Letnan Dua Teknik Farel Octandrian, salah satu taruna penerima beasiswa itu, tak bisa menyembunyikan perasaannya.
“Kami sangat bangga dan senang sekali bisa bertemu dengan Bapak Presiden. Ini suatu hal yang langka bagi kami dan suatu kehormatan bagi kami,” ujar Farel, yang berasal dari AAU 2025.
Dia bahkan sempat mengobrol langsung dengan Prabowo. Suasananya akrab dan cair. Dalam kesempatan itu, Farel menyampaikan terima kasih sekaligus harapan.
“Untuk Bapak Presiden kami ingin berterima kasih, atas usaha Bapak kami bisa terus berlanjut untuk beasiswa NDA ini. Untuk ke depannya semoga program ini bisa terus berlanjut sampai ke adik-adik kami. Terima kasih, Bapak,” ungkapnya.
Perasaan serupa diungkapkan Letda Laut (P) Dhani Fathurrachman. Taruna yang mendalami ilmu bumi dan kelautan ini juga merasakan kebanggaan yang sama. Menurut ceritanya, Prabowo tak cuma menyapa, tapi juga berdialog. Menanyakan soal pendidikan mereka, lalu memberikan pesan.
“Tentunya Bapak Presiden berpesan kepada kami untuk tetap belajar, semangat, bawa nama baik di Indonesia,” kata Dhani.
Pesan itu rupanya menyebar semangat. Letnan Dua (Arh) Irsyad Farhan Mahendra, perwakilan dari taruna Angkatan Darat, mengaku sangat tersemangati.
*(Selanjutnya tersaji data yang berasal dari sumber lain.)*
PR #3237, opened 2020-07-16
[record-minmax] Use batch to compute moving avg

jinevening:
This uses batch to compute moving avg

### DIFF
--- a/compiler/record-minmax/src/RecordMinMax.cpp
+++ b/compiler/record-minmax/src/RecordMinMax.cpp
@@ -153,8 +153,8 @@ void RecordMinMax::profileData(const std::string &mode, const std::string &input
     }
     else if (mode == "moving_average")
     {
-      min = getMovingAverage(minmax.min_vector, 0.9);
-      max = getMovingAverage(minmax.max_vector, 0.9);
+      min = getMovingAverage(minmax.min_vector, 0.9, 16, true);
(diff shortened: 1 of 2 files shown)


compiler/record-minmax/src/RecordMinMax.cpp
```diff
@@ -153,8 +153,8 @@ void RecordMinMax::profileData(const std::string &mode, const std::string &input
     }
     else if (mode == "moving_average")
     {
-      min = getMovingAverage(minmax.min_vector, 0.9);
-      max = getMovingAverage(minmax.max_vector, 0.9);
+      min = getMovingAverage(minmax.min_vector, 0.9, 16, true);
```
seanshpark, line 156: value here is 0.9 for `alpha`.Is it like 90% of min_vector?

jinevening: > Is it like 90% of min_vector?

100% of data are used to compute the moving average.

`alpha` is the parameter of the equation of exponentially weighted moving avg ([EWMA](https://en.wikipedia.org/wiki/Moving_average#Exponential_moving_average)). EWMA is updated as below.

`EWMA = alpha * EWMA + (1 - alpha) * new_data`

So, `alpha` is the weight where the previous data contributes to the next computed value.

seanshpark: Thanks for the explanation

PR #3242, opened 2020-07-16
[circle-quantizer] Use arser

seanshpark:
This will revise to use arser for arguments parsing


compiler/circle-quantizer/src/CircleQuantizer.cpp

Meski diakui, menjalani pendidikan di Jepang punya tantangannya sendiri. Budaya, bahasa, iklim semua berbeda. Tapi justru di situlah mereka ditempa.
Dan di balik semua kerja keras itu, ada satu harapan yang mengemuka. Sebuah tekad untuk membawa pulang ilmu yang didapat.
“Harapan dari saya apapun yang saya pelajari di sini, bisa saya aplikasikan di Indonesia untuk memajukan bangsa dan negara,” tutur Irsyad penuh keyakinan.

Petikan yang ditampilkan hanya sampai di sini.